:: Exercise objective ::
Every line in the data below that includes "metrics" belongs in the answer, copied as it stands.

(Collected data)
☆ ☆ ☆ ☆ ☆ ☆ ☆
PR #12397, opened 2026-06-24
fix(BA-6597): preserve container-registry API error category in metrics

seedspirit:
## Summary
- Registry-side API errors (e.g. Harbor `FORBIDDEN`) during rescan were raised as a bare `RuntimeError`, so the action processor caught them in its generic `except BaseException` branch and tagged them `backendai_generic_internal-error` in `backendai_action_count_total` — masking the real failure category (forbidden vs genuine internal error).
- Add `PassthroughError.from_http_status()` in `common/exception.py`: a standard HTTP-status → `ErrorDetail` mapping (4xx + 5xx; unmapped → `INTERNAL_ERROR`) that preserves the upstream status code.
- Raise `PassthroughError.from_http_status(...)` from the Harbor/GitLab/GitHub scanners (`fetch_repositories`, Harbor untag) instead of bare `RuntimeError`, so the failure category survives into metrics and audit logs.

## Test plan
- [ ] `pants test tests/unit/common/test_exception.py` — `from_http_status` mapping (403→forbidden, 503→unavailable, unmapped→internal, status preserved)
- [ ] CI: container_registry unit + component suites (no regression)

Resolves BA-6597

### DIFF
--- a/src/ai/backend/manager/container_registry/github.py
+++ b/src/ai/backend/manager/container_registry/github.py
@@ -4,6 +4,7 @@ from typing import override
 
 import aiohttp
 
+from ai.backend.common.exception import ErrorDomain, ErrorOperation, PassthroughError
 from ai.backend.logging import BraceStyleAdapter
 from ai.backend.manager.exceptions import ContainerRegistryProjectEmpty
 
@@ -51,6 +52,9 @@ class GitHubRegistry(BaseContainerRegistry):
                     else:
                         break
                 else:
-                    raise RuntimeError(
-                        f"Failed to fetch repositories! {response.status} error occured."
+                    raise PassthroughError.from_http_status(
+                        response.status,
+                        domain=ErrorDomain.CONTAINER_REGISTRY,
+                        operation=ErrorOperation.LIST,
+                        error_message=f"Failed to fetch repositories! {response.status} error occurred.",
                     )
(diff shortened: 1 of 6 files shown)


src/ai/backend/manager/container_registry/harbor.py
```diff
@@ -186,7 +187,12 @@ async def untag(
                     if (
                         e.status != 404
                     ):  #  404 means image is already removed from harbor so we can just safely ignore the exception
-                        raise RuntimeError(f"Failed to untag {image}: {e.message}") from e
+                        raise PassthroughError.from_http_status(
+                            e.status,
+                            domain=ErrorDomain.CONTAINER_REGISTRY,
+                            operation=ErrorOperation.SOFT_DELETE,
```
jopemachine: untag is a hard deletion operation that actually removes the image from the container registry.

src/ai/backend/manager/container_registry/github.py
```diff
@@ -51,6 +52,9 @@ async def fetch_repositories(self, sess: aiohttp.ClientSession) -> AsyncIterator
                     else:
                         break
                 else:
-                    raise RuntimeError(
-                        f"Failed to fetch repositories! {response.status} error occured."
+                    raise PassthroughError.from_http_status(
+                        response.status,
+                        domain=ErrorDomain.CONTAINER_REGISTRY,
+                        operation=ErrorOperation.LIST,
```
jopemachine: Wouldn't UPDATE be more appropriate than LIST?

fregataa (commented):
Let's set a target milestone to 26.4

fregataa (approved):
☆ ☆ ☆ ☆ ☆ ☆ ☆
:: Task output ::
fix(BA-6597): preserve container-registry API error category in metrics
- Raise `PassthroughError.from_http_status(...)` from the Harbor/GitLab/GitHub scanners (`fetch_repositories`, Harbor untag) instead of bare `RuntimeError`, so the failure category survives into metrics and audit logs.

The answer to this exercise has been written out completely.